Le secteur de l’affectation des sols, du changement d’affectation des sols et de la foresterie va prendre une importance majeure dans le cadre des objectifs de réduction des émissions de gaz à effet de serre à l’horizon 2030. Les propositions de Bruxelles ont commencé à être discutées par les ministres de l’environnement de l’UE. Les organisations et coopératives agricoles demandent de la flexibilité pour permettre au secteur forestier européen d’augmenter sa production et pour que la bonne gestion des sols soit prise en compte.
Le secteur de l’affectation des sols, du changement d’affectation des sols et de la foresterie (LULUCF) constitue la principale flexibilité du dispositif proposé par Bruxelles dans le cadre climat-énergie 2030 pour compenser les émissions des secteurs diffus, agricole en particulier (1). À ce titre les organisations et coopératives agricoles de l’UE (Copa-Cogeca) demandent de tenir compte de la complexité du secteur agricole afin de lui accorder un maximum de souplesse pour à la fois s’y adapter et en tirer parti.
Dans sa proposition, la Commission européenne prévoit qu’une partie des excédents (s’il y en a) du secteur LULUCF puisse fournir des crédits (plafonnés à 280 millions de tonnes équivalent CO2 au niveau de l’UE) répartis entre les États membres en fonction du poids de leur secteur agricole. Mais les données scientifiques étant pour le moment encore trop partielles, la Commission propose à ce stade de ne prendre en compte que les reboisements. Les ministres de l’environnement de l’UE, qui ont eu le 17 octobre un premier échange de vues sur ce dossier, espèrent trouver un accord fin 206-début 2017 (2).
Ne pas brider la production forestière
Pour le Copa-Cogeca, la flexibilité accordée à l’agriculture est importante mais insuffisante. Il demande donc que la gestion des forêts soit incluse dans la génération de crédits, sans pour autant nuire aux niveaux de récolte.
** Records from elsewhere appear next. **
PR #260, opened 2017-10-03
Updating cycles for Oct 2017 rotation

jwarwick:
Marked `Core`, `Spin`, and `Genesis` as rotated in `cycles.json`

Also saw that there was a `rotations.json` file, should I be using that instead of the `rotated` flag? If so, let's remove the `rotated` field.

### DIFF
--- a/cycles.json
+++ b/cycles.json
@@ -10,14 +10,14 @@
         "code": "core",
         "name": "Core Set",
         "position": 1,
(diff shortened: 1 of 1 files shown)


gereons:
As long as there's no other rotation info available via the NetrunnerDB API, I'd say we keep the `rotated` flag.

PR #300, opened 2018-01-27
add spoilers

SuperFlamingTominoHead:


SuperFlamingTominoHead:
Hmm, so the two first check pointed out the errors, but the last check doesn't, just says there's a formatting error? Could it be problems with tab/space?

SuperFlamingTominoHead:
I guess it was...

Alsciende:
@SuperFlamingTominoHead "NGO Front" is missing a faction_cost.

gereons:
Fixed in #301

PR #302, opened 2018-01-28
add Kampala Ascendent

SuperFlamingTominoHead:


gereons:
adding just the packs reference makes the validation fail.

PR #322, opened 2018-03-06
Rar

gereons:


Alsciende:
Shouldn't it be in rotations.json too?

gereons:
You're right, see #323.
Wouldn't it be better to invert the logic for rotations, so that it only lists the stuff that's rotated out, instead of an ever-growing list of stuff that remains?

NoahTheDuke:
If anything, rotations.json should hold every "complete" version of Standard and Cache Refresh legalities, like how mwl.json holds all previous MWLs. (By complete, I mean listing all packs of a cycle, even if they're not released yet.)

gereons:
The problem I see with the current design is that whenever a new cycle comes out, we have to remember to edit `rotations.json` and add the new cycle to the (soon multiple) array(s) there. That smells like an unnecessary maintenance burden to me.

Alsciende:
Yes, it would make sense to list all "rotated out" cycles instead of all "allowed" cycles.

PR #326, opened 2018-03-12
new format + validation for `rotations.json`

gereons:
As discussed in #322, this PR changes the format of `rotations.json` (and adds it to the validation process) so that we only have to edit the file once for each rotation. Merging this depends on merging https://github.com/Alsciende/netrunnerdb/pull/209 in the netrunnerdb repo.


gereons:
We're not going to need this anymore 😭

PR #336, opened 2018-05-04
Shipment from Mirrormorph new text in Revised Core

JoelCFC25:
Never even noticed until today, randomly. I didn't include this, but maybe the errata tag could get taken off the Revised Core version of Punitive Counterstrike, since the card now matches.


gereons:
Nice catch! I just checked my old core cards, and in fact this text change was made between reprints.

PR #811, opened 2024-02-09
Handle flip cards in updateDuplicatePrintings.

plural:


talha-ahsan (approved):
Nobody would ever make a 3+ dimensional card right? _right_?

Lorsqu’il s’agira de fixer les ambitions, il sera nécessaire de se référer à l’analyse socio-économique comme point de référence et non comme simple contribution. « Le plafond de 3,5 % de génération de crédit ne permet pas aux États membres de gérer durablement leurs forêts et de mobiliser une production durable de bois, il devrait par conséquent être supprimé ou ajusté avec les niveaux de stockage des gaz à effet de serre déjà existants et déclarés », souligne le document. C’est en effet dans la croissance des forêts que l’on trouve le potentiel le plus important d’absorption de CO2 fossile de l’atmosphère. « Il faut bien comprendre que les pays qui depuis des décennies augmentent leur volume de bois ont pu le faire grâce à des investissements, une planification et de nombreux efforts. Ils devraient par conséquent avoir la possibilité d’augmenter leur niveau de référence au-dessus d’un pourcentage défini », estiment les organisations et coopératives agricoles. Et d’ajouter que les propositions reflètent seulement la situation historique (1990-2009) sans possibilité d’augmenter le niveau de récolte des forêts, une « stratégie qui va à l’encontre de la bioéconomie ».
Tenir compte des sols
Autre demande dans le cadre des mécanismes de flexibilité : que des crédits soient également envisagés pour les efforts en matière de gestion des terres. Bruxelles devrait définir quelles actions d’atténuation sont compatibles avec les exploitations agricoles, quantifier le potentiel de réduction des émissions et établir la priorité des actions d’atténuation comme la gestion des prairies mais aussi des sols et des nutriments.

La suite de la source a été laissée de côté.